■ **PROBLEM STATEMENT**
All of the data below should be copied exactly as it stands.

Collected data:
PR #491, opened 2024-08-14
Poa staking

### LINKED ISSUE #449: Extensions for Proof-of-Authority support
**Context and scope**
Subnet validators are registered on the P-Chain in the same way for proof of authority subnets as for proof of stake subnets. A variant of the Staking Manager contract could support PoA validator registration by requiring all validator management operations be conducted by or signed by an admin address. No tokens would need to be locked; instead the admin sets the weight arbitrarily.

**Design**
The PoA variant will be implemented as an upgradeable contract that inherits from `StakingManager`. Migrating to PoS would involve upgrading to a different contract that also inherits from `StakingManager`; in doing so, the contract state pertaining to the registered validators can be migrated cleanly.

**Open questions**
We will need to exclude migrated PoA validators from being able to claim staking rewards. There are many ways to do so, here are a few options:
- On migration, set the PoA validator weights to 0 in the staking contract. This does not affect the weights registered on the P-Chain and used for consensus
- When PoA validator registration is complete, set it's weight to zero. This saves us from having to do so as part of migration
- Mark the block timestamp at which migration occured, and exclude any validators that began before that time from claiming staking rewards.

minghinmatthewlam:
## Why this should be merged
Fixes #449 

## How this works
Adds a PoA contract that requires an initial owner address
- initialization of registration can only be called by the owner
- There is no associated token, so the weight is set by the initialization call
- owner of the validator is set to the PoA owner, so after migraiton to PoS only the previous PoA owner can initialize ending validation of previous existing validators

Refactors staking related logic from base contract to only apply to PoS
Renames `StakingManager` -> `ValidatorManager` same for anything that is not specific to PoS like the p-chain validator messages.
Abstracts the unit tests to conform to same layout, separate PoS unit tests

TODO: https://github.com/ava-labs/teleporter/issues/496 as followup

## How this was tested
unit tests

## How is this documented
readme


cam-schultz (commented):
I left some comments suggesting some interface changes, but the implementation LGTM.

Once the E2E test framework is ready, we should add tests exercising the PoA -> PoS migration.

contracts/staking/PoAStakingManager.sol
```diff
@@ -0,0 +1,59 @@
...
+        return _initializeValidatorRegistration(nodeID, stakeAmount, registrationExpiry, signature);
+    }
+    // solhint-enable ordering
+
+    function _lock(uint256 value) internal virtual override returns (uint256) {
+        return value;
+    }
+
+    // solhint-disable-next-line no-empty-blocks
+    function _unlock(uint256 value, address to) internal virtual override {}
```
geoff-vball, line 58: We should probably move these to a PoS-only contract

contracts/staking/ERC20TokenStakingManager.sol
```diff
@@ -50,18 +56,35 @@ contract ERC20TokenStakingManager is Initializable, StakingManager, IERC20TokenS
     }
 
     function initialize(
-        StakingManagerSettings calldata settings,
+        ValidatorManagerSettings calldata settings,
+        uint256 minimumStakeAmount,
+        uint256 maximumStakeAmount,
+        uint64 minimumStakeDuration,
+        IRewardCalculator rewardCalculator,
```
cam-schultz, line 63: It may be cleaner to combine these into a `PoSValidatorManagerSettings` in `IPoSValidatorManager.sol`. That way all PoS validator managers can use the same type to initialize.

cam-schultz (approved):
One small suggestion to add a `PoSValidatorManagerSettings` type, otherwise LGTM

Issue #770, opened 2015-12-03
Use of option_list in Commands triggers deprecation warning in Django 1.9


jonblum:
Running `runserver_plus.py` and most other django-extensions commands produces the following deprecation warning:
```
11:26:59 web.1  | WARNING  [py.warnings:265] {snip}/lib/python2.7/site-packages/django/core/management/base.py:265:
RemovedInDjango110Warning: OptionParser usage for Django management commands is deprecated, use ArgumentParser instead
```

[The docs](https://docs.djangoproject.com/en/1.9/howto/custom-management-commands/#django.core.management.BaseCommand.option_list) advise using `add_arguments` in its place:
> You should now override the add_arguments() method to add custom arguments accepted by your
> command. See the example above.

This will be breaking in Django 1.10.

thecardcheat:
Duplicate of #788?

PR #785, opened 2015-12-17
Fixes RemovedInDjango110Warning in runserver_plus

heyman:
This fixes the issue described in #770, but only for the runserver_plus command.


heyman:
I *think* that the failing tests are unrelated to my changes.

PR #791, opened 2015-12-28
Fixed 'Error binding parameter 2' in Django 1.9

szok:


trbs:
The last patch for this caused side effects... can people test this (and/or create more tests) so we are sure this works correctly for everybody ?

szok:
I tested only for Django 1.9.
According to unit testing should work other version

trbs:
The unit tests are not covering all cases. There is a PR for some additional tests here: https://github.com/django-extensions/django-extensions/pull/793

trbs:
I do not want to merge anything that is not thoroughly tested....

szok:
Ok, tests added.

brianmay:
What is the status of this pull request? The tests appear to pass after installing making this change.

trbs:
Think the status is still the same... Either somebody needs to be able to explain why this change is correct and why it won't break anything and/or it needs to be thoroughly tested.

brianmay:
I assume you mean the test cases already added by @szok on 5th Jan are insufficient?

camilonova:
@szok Can you please check the conflicts?

szok:
@camilonova Yes, it will be on Monday

szok:
@camilonova Done :)

camilonova:
@szok Thanks man

Issue #752, opened 2015-10-22
RandomCharField error when saving Model


PawelDecowski:
``` python
class Test(models.Model):
    code = RandomCharField(length=6, include_alpha=False)

test = Test()
test.save()
```

> DataError at /account/password/
> value too long for type character varying(6)

After further inspection:

``` sql
INSERT INTO "test_test" ("code") VALUES (\'<generator object random_char_generator at 0x7ffea2080f00>\') RETURNING "test_test"."id"
```

I also tried this:

```
>>> c = RandomCharField(length=6, include_alpha=False)
>>> c.random_char_generator('0123456789')
<generator object random_char_generator at 0x7f32ac4aec80>
```

What’s happening?

PR #792, opened 2015-12-28
Return the first random string if RandomCharField is not unique (#752).

fladi:
`random_chars` is a generator so we need to take the first value from it if we
do not care about uniqueness.


trbs:
Thanks !

Do you think you could add a test for this as well ?

PR #793, opened 2015-12-28
Add separate tests for non-unique RandomCharField.

fladi:
This adds a test for #792 which covers a RandomCharField with `unique=False`.


trbs:
Besides the new test, other tests now also become ```RandomCharTestModelUnique``` is this intentional ?

PR #797, opened 2016-01-08
Django 1.9 compatibility

hugotacito:
Changes the clean_pyc command to be compatible with django 1.9


trbs:
afaik this breaks both backwards compatibility for arguments as well as the signals for commands.

Issue #789, opened 2015-12-21
reset_db: Raise CommandError when failing to delete sqlite database file


ztarem:
I use the reset_db command inside a larger script that recreates the database on demand. When the database is open somewhere else (an IDE, a database browser, etc.) the command fails silently. Raising an exception would be very useful.

trbs:
Closing this for being inactive for too long. If there is a better way we are still happy to accept a PR for this.

PR #800, opened 2016-01-12
Raise CommandError when failing to remove the sqlite database file

ztarem:
Proposed fix for issue #789: "reset_db: Raise CommandError when failing to delete sqlite database file".


trbs:
Seems like a good idea...

Could you add an option to '--fail-silently', so people can have the old behavior if they really want/need too ?

Thanks

PR #803, opened 2016-01-14
Fix compatibility with Django 1.10+

Stranger6667:
`SubfieldBase` is deprecated since Django 1.10


Stranger6667:
It definitely mistake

■ **SOLUTION TO THIS PROBLEM**
PR #491, opened 2024-08-14
Poa staking

### LINKED ISSUE #449: Extensions for Proof-of-Authority support
**Context and scope**
Subnet validators are registered on the P-Chain in the same way for proof of authority subnets as for proof of stake subnets. A variant of the Staking Manager contract could support PoA validator registration by requiring all validator management operations be conducted by or signed by an admin address. No tokens would need to be locked; instead the admin sets the weight arbitrarily.

**Design**
The PoA variant will be implemented as an upgradeable contract that inherits from `StakingManager`. Migrating to PoS would involve upgrading to a different contract that also inherits from `StakingManager`; in doing so, the contract state pertaining to the registered validators can be migrated cleanly.

**Open questions**
We will need to exclude migrated PoA validators from being able to claim staking rewards. There are many ways to do so, here are a few options:
- On migration, set the PoA validator weights to 0 in the staking contract. This does not affect the weights registered on the P-Chain and used for consensus
- When PoA validator registration is complete, set it's weight to zero. This saves us from having to do so as part of migration
- Mark the block timestamp at which migration occured, and exclude any validators that began before that time from claiming staking rewards.

minghinmatthewlam:
## Why this should be merged
Fixes #449 

## How this works
Adds a PoA contract that requires an initial owner address
- initialization of registration can only be called by the owner
- There is no associated token, so the weight is set by the initialization call
- owner of the validator is set to the PoA owner, so after migraiton to PoS only the previous PoA owner can initialize ending validation of previous existing validators

Refactors staking related logic from base contract to only apply to PoS
Renames `StakingManager` -> `ValidatorManager` same for anything that is not specific to PoS like the p-chain validator messages.
Abstracts the unit tests to conform to same layout, separate PoS unit tests

TODO: https://github.com/ava-labs/teleporter/issues/496 as followup

## How this was tested
unit tests

## How is this documented
readme


cam-schultz (commented):
I left some comments suggesting some interface changes, but the implementation LGTM.

Once the E2E test framework is ready, we should add tests exercising the PoA -> PoS migration.

contracts/staking/PoAStakingManager.sol
```diff
@@ -0,0 +1,59 @@
...
+        return _initializeValidatorRegistration(nodeID, stakeAmount, registrationExpiry, signature);
+    }
+    // solhint-enable ordering
+
+    function _lock(uint256 value) internal virtual override returns (uint256) {
+        return value;
+    }
+
+    // solhint-disable-next-line no-empty-blocks
+    function _unlock(uint256 value, address to) internal virtual override {}
```
geoff-vball, line 58: We should probably move these to a PoS-only contract

contracts/staking/ERC20TokenStakingManager.sol
```diff
@@ -50,18 +56,35 @@ contract ERC20TokenStakingManager is Initializable, StakingManager, IERC20TokenS
     }
 
     function initialize(
-        StakingManagerSettings calldata settings,
+        ValidatorManagerSettings calldata settings,
+        uint256 minimumStakeAmount,
+        uint256 maximumStakeAmount,
+        uint64 minimumStakeDuration,
+        IRewardCalculator rewardCalculator,
```
cam-schultz, line 63: It may be cleaner to combine these into a `PoSValidatorManagerSettings` in `IPoSValidatorManager.sol`. That way all PoS validator managers can use the same type to initialize.

cam-schultz (approved):
One small suggestion to add a `PoSValidatorManagerSettings` type, otherwise LGTM

Issue #770, opened 2015-12-03
Use of option_list in Commands triggers deprecation warning in Django 1.9


jonblum:
Running `runserver_plus.py` and most other django-extensions commands produces the following deprecation warning:
```
11:26:59 web.1  | WARNING  [py.warnings:265] {snip}/lib/python2.7/site-packages/django/core/management/base.py:265:
RemovedInDjango110Warning: OptionParser usage for Django management commands is deprecated, use ArgumentParser instead
```

[The docs](https://docs.djangoproject.com/en/1.9/howto/custom-management-commands/#django.core.management.BaseCommand.option_list) advise using `add_arguments` in its place:
> You should now override the add_arguments() method to add custom arguments accepted by your
> command. See the example above.

This will be breaking in Django 1.10.

thecardcheat:
Duplicate of #788?

PR #785, opened 2015-12-17
Fixes RemovedInDjango110Warning in runserver_plus

heyman:
This fixes the issue described in #770, but only for the runserver_plus command.


heyman:
I *think* that the failing tests are unrelated to my changes.

PR #791, opened 2015-12-28
Fixed 'Error binding parameter 2' in Django 1.9

szok:


trbs:
The last patch for this caused side effects... can people test this (and/or create more tests) so we are sure this works correctly for everybody ?

szok:
I tested only for Django 1.9.
According to unit testing should work other version

trbs:
The unit tests are not covering all cases. There is a PR for some additional tests here: https://github.com/django-extensions/django-extensions/pull/793

trbs:
I do not want to merge anything that is not thoroughly tested....

szok:
Ok, tests added.

brianmay:
What is the status of this pull request? The tests appear to pass after installing making this change.

trbs:
Think the status is still the same... Either somebody needs to be able to explain why this change is correct and why it won't break anything and/or it needs to be thoroughly tested.

brianmay:
I assume you mean the test cases already added by @szok on 5th Jan are insufficient?

camilonova:
@szok Can you please check the conflicts?

szok:
@camilonova Yes, it will be on Monday

szok:
@camilonova Done :)

camilonova:
@szok Thanks man

Issue #752, opened 2015-10-22
RandomCharField error when saving Model


PawelDecowski:
``` python
class Test(models.Model):
    code = RandomCharField(length=6, include_alpha=False)

test = Test()
test.save()
```

> DataError at /account/password/
> value too long for type character varying(6)

After further inspection:

``` sql
INSERT INTO "test_test" ("code") VALUES (\'<generator object random_char_generator at 0x7ffea2080f00>\') RETURNING "test_test"."id"
```

I also tried this:

```
>>> c = RandomCharField(length=6, include_alpha=False)
>>> c.random_char_generator('0123456789')
<generator object random_char_generator at 0x7f32ac4aec80>
```

What’s happening?

PR #792, opened 2015-12-28
Return the first random string if RandomCharField is not unique (#752).

fladi:
`random_chars` is a generator so we need to take the first value from it if we
do not care about uniqueness.


trbs:
Thanks !

Do you think you could add a test for this as well ?

PR #793, opened 2015-12-28
Add separate tests for non-unique RandomCharField.

fladi:
This adds a test for #792 which covers a RandomCharField with `unique=False`.


trbs:
Besides the new test, other tests now also become ```RandomCharTestModelUnique``` is this intentional ?

PR #797, opened 2016-01-08
Django 1.9 compatibility

hugotacito:
Changes the clean_pyc command to be compatible with django 1.9


trbs:
afaik this breaks both backwards compatibility for arguments as well as the signals for commands.

Issue #789, opened 2015-12-21
reset_db: Raise CommandError when failing to delete sqlite database file


ztarem:
I use the reset_db command inside a larger script that recreates the database on demand. When the database is open somewhere else (an IDE, a database browser, etc.) the command fails silently. Raising an exception would be very useful.

trbs:
Closing this for being inactive for too long. If there is a better way we are still happy to accept a PR for this.

PR #800, opened 2016-01-12
Raise CommandError when failing to remove the sqlite database file

ztarem:
Proposed fix for issue #789: "reset_db: Raise CommandError when failing to delete sqlite database file".


trbs:
Seems like a good idea...

Could you add an option to '--fail-silently', so people can have the old behavior if they really want/need too ?

Thanks

PR #803, opened 2016-01-14
Fix compatibility with Django 1.10+

Stranger6667:
`SubfieldBase` is deprecated since Django 1.10


Stranger6667:
It definitely mistake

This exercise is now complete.